======== Records ========
PR #3218, opened 2023-04-12
[PAY-1128] Update logic for showing "earn/claim $AUDIO" pill

schottra:
### Description
This updates the logic in `NavAudio` to wait on values used for conditional rendering to finish loading. The logic here uses information from 3 different calls. So depending on order, you could see the pill in multiple states in rapid succesion.

Also did some cleanup of the logic and styling:
* Updated balance calculations to prefer wallet balance if loaded, falling back to account balance and then a constant of `0`.
* Updated logic for displaying bubble to wait on loading of challenges and wallet for the two cases where we show "claim" and "earn" variants
* Removed the `useState` and `useEffect` pair for updating the bubble type. This should be unnecessary, since the hooks we use to select data will cause a re-render when the results change.
* Make the token counter and earn/claim pills separate click targets. They point to the same place now, but that may change. It also fixes a behavior where a big empty space to the right of the token count is clickable when there is no element there.
* Consolidate some styles that appear to have been originally applied conditionally, but are now always applied.
* Slightly odd: Due to the way `Transition` will render the component when it changes, we get two elements: one for the old text and one for the updated text. They were rendering side-by-side and animating together, which is what caused the temporary change in width. I updated the styling to stack them, so that we get a fade between the two in-place.

Here's what happens if the wallet loads and reflects a balance of zero (even if the balance from the account record originally showed positive), when there are no claimable rewards
Kapture 2023-04-14 at 10 47 59

Here's a case where there are claimable challenges and the wallet loads and updates the balance to 0.
Kapture 2023-04-14 at 11 02 11

And then here's what happens if the challenges take longer to load than the wallet and the balance in the wallet is zero (the original source of the flashing bug)
Kapture 2023-04-14 at 11 11 24

### Dragons
None

### How Has This Been Tested?
Tested manually in my local environment. I completed some challenges on a new account to try out the flow and also hard-coded some states and timers to mimic the behavior of the variables changing over time.

N/A

### Feature Flags ###
N/A

### DIFF
--- a/packages/web/src/components/nav/desktop/NavAudio.tsx
+++ b/packages/web/src/components/nav/desktop/NavAudio.tsx
@@ -6,6 +6,7 @@ import {
   StringKeys,
   formatWei,
   accountSelectors,
+  audioRewardsPageSelectors,
   walletSelectors,
   useSelectTierInfo,
   useAccountHasClaimableRewards
@@ -23,8 +24,9 @@ import { useSelector } from 'utils/reducer'
 import { AUDIO_PAGE } from 'utils/route'
 
 import styles from './NavAudio.module.css'
-const { getAccountTotalBalance } = walletSelectors
+const { getAccountTotalBalance, getAccountBalanceLoading } = walletSelectors
 const getAccountUser = accountSelectors.getAccountUser
+const { getUserChallengesLoading } = audioRewardsPageSelectors
 
 type BubbleType = 'none' | 'claim' | 'earn'
 
@@ -35,7 +37,10 @@ const messages = {
 
 const NavAudio = () => {
   const navigate = useNavigateToPage()
+  const userChallengesLoading = useSelector(getUserChallengesLoading)
   const account = useSelector(getAccountUser)
+  const balanceLoading = useSelector(getAccountBalanceLoading)
+
   let totalBalance = useSelector(getAccountTotalBalance)
   if (totalBalance.eq(new BN(0)) && account?.total_balance) {
     totalBalance = new BN(account?.total_balance) as BNWei
@@ -61,24 +66,23 @@ const NavAudio = () => {
     } else if (!positiveTotalBalance) {
       setBubbleType('earn')
     } else {
-      setBubbleType('none')
     }
   }, [setBubbleType, hasClaimableRewards, positiveTotalBalance])
 
-  if (!account) {
+  // Wait for all the states we care about to load to prevent flashing
+  // of conditional content
+  if (balanceLoading || userChallengesLoading || !account) {
     return null
   }
 
   return (
-    <div
-      className={cn(
-        styles.audio,
-        { [styles.hasBalance]: positiveTotalBalance },
-        { [styles.show]: true }
-      )}
-      onClick={goToAudioPage}
-    >
-      <div className={styles.amountContainer}>
+    <div className={styles.audio}>
+      <div
+        className={cn(styles.amountContainer, styles.interactive, {
+          [styles.hasBalance]: positiveTotalBalance
+        })}
+        onClick={goToAudioPage}
+      >
         {positiveTotalBalance && audioBadge ? (
           cloneElement(audioBadge, {
             height: 16,
@@ -103,9 +107,10 @@ const NavAudio = () => {
             item !== 'none' && (
               <animated.span
                 style={props}
-                className={cn(styles.actionBubble, {
+                className={cn(styles.actionBubble, styles.interactive, {
                   [styles.claimRewards]: item === 'claim'
                 })}
+                onClick={goToAudioPage}
               >
                 <span>
                   {item === 'claim'
--- a/packages/web/src/components/nav/desktop/NavAudio.tsx
+++ b/packages/web/src/components/nav/desktop/NavAudio.tsx
@@ -1,8 +1,7 @@
-import { cloneElement, useCallback, useEffect, useState } from 'react'
+import { cloneElement, useCallback } from 'react'
 
 import {
   BadgeTier,
-  BNWei,
   StringKeys,
   formatWei,
   accountSelectors,
@@ -35,16 +34,11 @@ const messages = {
   claimRewards: 'Claim Rewards'
 }
 
-const NavAudio = () => {
+const RenderNavAudio = () => {
   const navigate = useNavigateToPage()
-  const userChallengesLoading = useSelector(getUserChallengesLoading)
   const account = useSelector(getAccountUser)
-  const balanceLoading = useSelector(getAccountBalanceLoading)
 
-  let totalBalance = useSelector(getAccountTotalBalance)
-  if (totalBalance.eq(new BN(0)) && account?.total_balance) {
-    totalBalance = new BN(account?.total_balance) as BNWei
-  }
+  const totalBalance = useSelector(getAccountTotalBalance)
   const positiveTotalBalance = totalBalance.gt(new BN(0))
   // we only show the audio balance and respective badge when there is an account
   // so below null-coalescing is okay
@@ -54,25 +48,15 @@ const NavAudio = () => {
   const challengeRewardIds = useRemoteVar(StringKeys.CHALLENGE_REWARD_IDS)
   const hasClaimableRewards = useAccountHasClaimableRewards(challengeRewardIds)
 
-  const [bubbleType, setBubbleType] = useState<BubbleType>('none')
-
   const goToAudioPage = useCallback(() => {
     navigate(AUDIO_PAGE)
   }, [navigate])
 
-  useEffect(() => {
-    if (hasClaimableRewards) {
-      setBubbleType('claim')
-    } else if (!positiveTotalBalance) {
-      setBubbleType('earn')
-    } else {
-    }
-  }, [setBubbleType, hasClaimableRewards, positiveTotalBalance])
-
-  // Wait for all the states we care about to load to prevent flashing
-  // of conditional content
-  if (balanceLoading || userChallengesLoading || !account) {
-    return null
+  let bubbleType: BubbleType = 'none'
+  if (hasClaimableRewards) {
+    bubbleType = 'claim'
+  } else if (!positiveTotalBalance) {
+    bubbleType = 'earn'
   }
 
   return (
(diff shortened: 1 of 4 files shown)


audius-infra:
Preview this change https://demo.audius.co/fix-claim-button-flickering

audius-infra:
Preview this change https://demo.audius.co/fix-claim-button-flickering

packages/web/src/components/nav/desktop/NavAudio.tsx
```diff
@@ -103,9 +91,10 @@ const NavAudio = () => {
             item !== 'none' && (
```
dharit-tan, line 91: not your code and not your problem but figured i'd point out for learning purposes: we're trying stick to our styleguide and avoid using `&&` in favor of ternaries.

schottra: That's what I get for not reading the style guide yet.
I've typically been in favor of the `condition ? (component) : null` pattern. But I also did recently read something about that being an anti-pattern now due to the way React handles `null` vs `false`

dharit-tan: Oh wut. Please do share if you find that.

packages/web/src/components/nav/desktop/NavAudio.tsx
```diff
@@ -121,4 +110,18 @@ const NavAudio = () => {
   )
 }
 
+const NavAudio = () => {
+  const userChallengesLoading = useSelector(getUserChallengesLoading)
```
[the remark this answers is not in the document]
piazzatron: have some thoughts, will do a thorough pass

packages/web/src/components/nav/desktop/NavAudio.tsx
schottra: Alright I did an overkill modification for you and just moved the logic to another component. It was kind of driving me nuts anyway.
https://github.com/AudiusProject/audius-client/pull/3218/commits/cfbb6283d8da8e4b709e2f3174a0b0662fed2403

packages/web/src/components/nav/desktop/NavAudio.tsx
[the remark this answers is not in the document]
schottra: Yeah. So there are quite a few places where we have selector logic normalizing things like this to empty values. I presume it was to avoid errors when attempting to render values which haven't loaded yet.
I was waiting on the cache/fetch refactoring to define a pattern before trying to address this more directly.

Ideally, I'd like to have _all_ fetchable items share the same interface where you have `data` and then metadata indicating the state of the fetch. So you can safely ignore the value of `data` until the fetch is in a terminal state.

The pattern I have here with the fetching and presentational components is IMO a clean way to deal with the issue. Normally, I'd do something like `return isLoading ? <NavAudioSkeleton /> : <NavAudio balance={balance} />`

packages/web/src/components/nav/desktop/NavAudio.tsx
```diff
@@ -87,22 +117,13 @@ const RenderNavAudio = () => {
...
           config={{ duration: 100 }}
         >
-          {(item) => (props) =>
-            item !== 'none' && (
-              <animated.span
-                style={props}
-                className={cn(styles.actionBubble, styles.interactive, {
-                  [styles.claimRewards]: item === 'claim'
-                })}
+          {(bubbleType) => (bubbleStyle) =>
```
dharit-tan, line 120: Hm not familiar with this pattern, does omitting line 120 and just doing `style={styles.bubbleStyle}` not work?

schottra: `style` is passed in by `<Transition />`. It's how react-spring does the CSS to animate the element, I believe.

audius-infra:
Preview this change https://demo.audius.co/fix-claim-button-flickering

piazzatron (changes requested):
Code wise, this looks great! Love the cleanups, explicit loading states, separation of component, and removing the superfluous state + useEffect.

I have some thoughts about delaying the load for the audio amount + earn/claim badge:

- As it stands in this PR, when the nav row renders in the entire nav column gets pushed down, which I find quite visually jarring and maybe more attention grabbing than the strobing we have today. 
- In terms of an 80/20 happy path, most users probably don't have challenges that are waiting to be disbursed, though they may have a few AUDIO sitting around. So for that class of users, this change is delaying showing them information they used to see immediately (their AUDIO balance - I tested this against my prod account). I added some logs and at least in my case, I see this in terms of response ordering:
- The DN user account comes back first (with total_balance); this is often cached in local storage so we're potentially reading stale values.
- The undisbursed endpoint comes second
- The wallet slice comes third, which comes from chain & is the most 'correct' AUDIO balance (though it agrees with DN most of the time!)

I probably misled you on slack convos and should have thought more deeply about this beforehand, but I think this is what we should do:

- Always have some space for that row, so the nav bar never gets pushed down
- Show the AUDIO amount as soon as we can; keeping the prior logic preferring the chain value, but showing the value from DN beforehand if we have it.
- Only show the earn/claim pill when we know what state it will be in initially (i.e. wait until the undisbursed challenges endpoint loads). After that first load, anything is game (you complete a challenge, it switches from earn -> claim, etc).

packages/web/src/components/nav/desktop/NavAudio.tsx
```diff
@@ -33,13 +34,41 @@ const messages = {
   claimRewards: 'Claim Rewards'
 }
 
-const NavAudio = () => {
+type RewardsActionBubbleProps = {
+  bubbleType: BubbleType
+  onClick(): void
```
sddioulde, line 39: nit: interesting, was checking where else we use this pattern and I see one other occurrence in the client code. no biggie ofc but we've been doing `onClick: () => void`. maybe this is another client styleguide thing we should have...

sddioulde:
> Code wise, this looks great! Love the cleanups, explicit loading states, separation of component, and removing the superfluous state + useEffect.
> 
> I have some thoughts about delaying the load for the audio amount + earn/claim badge:
> 
> * As it stands in this PR, when the nav row renders in the entire nav column gets pushed down, which I find quite visually jarring and maybe more attention grabbing than the strobing we have today.
> * In terms of an 80/20 happy path, most users probably don't have challenges that are waiting to be disbursed, though they may have a few AUDIO sitting around. So for that class of users, this change is delaying showing them information they used to see immediately (their AUDIO balance - I tested this against my prod account). I added some logs and at least in my case, I see this in terms of response ordering:
> * The DN user account comes back first (with total_balance); this is often cached in local storage so we're potentially reading stale values.
> * The undisbursed endpoint comes second
> * The wallet slice comes third, which comes from chain & is the most 'correct' AUDIO balance (though it agrees with DN most of the time!)
> 
> I probably misled you on slack convos and should have thought more deeply about this beforehand, but I think this is what we should do:
> 
> * Always have some space for that row, so the nav bar never gets pushed down
> * Show the AUDIO amount as soon as we can; keeping the prior logic preferring the chain value, but showing the value from DN beforehand if we have it.
> * Only show the earn/claim pill when we know what state it will be in initially (i.e. wait until the undisbursed challenges endpoint loads). After that first load, anything is game (you complete a challenge, it switches from earn -> claim, etc).

Can confirm that the very first implementation attempt of this also had similar logic that pushed down the rest of the nav items and I remember we wanted to avoid that. So yes, we should always have the space there.

sddioulde (commented):
looking v nice overall! waiting on some of the comments being addressed to approve :)

schottra:
> Code wise, this looks great! Love the cleanups, explicit loading states, separation of component, and removing the superfluous state + useEffect.
> 
> I have some thoughts about delaying the load for the audio amount + earn/claim badge:
> 
> * As it stands in this PR, when the nav row renders in the entire nav column gets pushed down, which I find quite visually jarring and maybe more attention grabbing than the strobing we have today.
> * In terms of an 80/20 happy path, most users probably don't have challenges that are waiting to be disbursed, though they may have a few AUDIO sitting around. So for that class of users, this change is delaying showing them information they used to see immediately (their AUDIO balance - I tested this against my prod account). I added some logs and at least in my case, I see this in terms of response ordering:
> * The DN user account comes back first (with total_balance); this is often cached in local storage so we're potentially reading stale values.
> * The undisbursed endpoint comes second
> * The wallet slice comes third, which comes from chain & is the most 'correct' AUDIO balance (though it agrees with DN most of the time!)
> 
> I probably misled you on slack convos and should have thought more deeply about this beforehand, but I think this is what we should do:
> 
> * Always have some space for that row, so the nav bar never gets pushed down
> * Show the AUDIO amount as soon as we can; keeping the prior logic preferring the chain value, but showing the value from DN beforehand if we have it.
> * Only show the earn/claim pill when we know what state it will be in initially (i.e. wait until the undisbursed challenges endpoint loads). After that first load, anything is game (you complete a challenge, it switches from earn -> claim, etc).

Comments make sense! I also don't love the jumping. It's easy enough to solve. And if you're okay with the audio balance quickly changing after the wallet loads, I can put that logic back in. There is one slight issue to get around due to the fact that the existing logic will prefer the DN balance when the wallet balance is falsey. This includes a balance of zero. The state itself is initialized to `null`, but the selectors above it normalize it to `0` before it's loaded. And those are used in multiple places, so I don't feel comfortable updating it back to a `null` value. I can get around that by relying on the new loading state variable and always preferring the wallet value after the initial load succeeds. I just wanted to point out that difference in logic. If I _don't_ fix that, there are a few edge cases where we show the wrong balance and/or don't show the "Earn $AUDIO" pill

packages/web/src/components/nav/desktop/NavAudio.tsx
schottra: I believe they both define the same type (a function returning nothing), so it's just aesthetic preference. But I can see the benefit of consistency across the codebase. Another way I've seen it done is to create an explicit type for the callback:
```
type ClickEventHandler = () => void

type RewardsActionBubbleProps = {
  onClick: ClickEventHandler
}
```

That has the benefit of being able to define the type in one place and use it in several, with the linter/transpiler complaining at you when you change the type and forget to update all the places that use it.

schottra:
@piazzatron @sddioulde I've updated the logic to work as follows:
* audio balance will prefer wallet once loaded, fall back to account if available, and return 0 otherwise
* Bubble will show claimable rewards as soon as challenges have loaded. If there are no claimable rewards, bubble will show the "earn" version once the wallet has loaded and we see a non-positive balance.

Here's what happens if the wallet loads and reflects a balance of zero (even if the balance from the account record originally showed positive), when there are no claimable rewards
Kapture 2023-04-14 at 10 47 59

Here's a case where there are claimable challenges and the wallet loads and updates the balance to 0.
Kapture 2023-04-14 at 11 02 11

And then here's what happens if the challenges take longer to load than the wallet and the balance in the wallet is zero (the original source of the flashing bug)
Kapture 2023-04-14 at 11 11 24

Please give it another look!

audius-infra:
Preview this change https://demo.audius.co/fix-claim-button-flickering

piazzatron (approved):
Looks great!! Such an improvement :D

dylanjeffers (approved):
looks great!

audius-infra:
Preview this change https://demo.audius.co/fix-claim-button-flickering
========
Task statement:
When the line containing "the results change." is reached, include it and stop. Until then, output each line of the entries exactly as given, starting from the first.

Solution to the problem:
PR #3218, opened 2023-04-12
[PAY-1128] Update logic for showing "earn/claim $AUDIO" pill

schottra:
### Description
This updates the logic in `NavAudio` to wait on values used for conditional rendering to finish loading. The logic here uses information from 3 different calls. So depending on order, you could see the pill in multiple states in rapid succesion.

Also did some cleanup of the logic and styling:
* Updated balance calculations to prefer wallet balance if loaded, falling back to account balance and then a constant of `0`.
* Updated logic for displaying bubble to wait on loading of challenges and wallet for the two cases where we show "claim" and "earn" variants
* Removed the `useState` and `useEffect` pair for updating the bubble type. This should be unnecessary, since the hooks we use to select data will cause a re-render when the results change.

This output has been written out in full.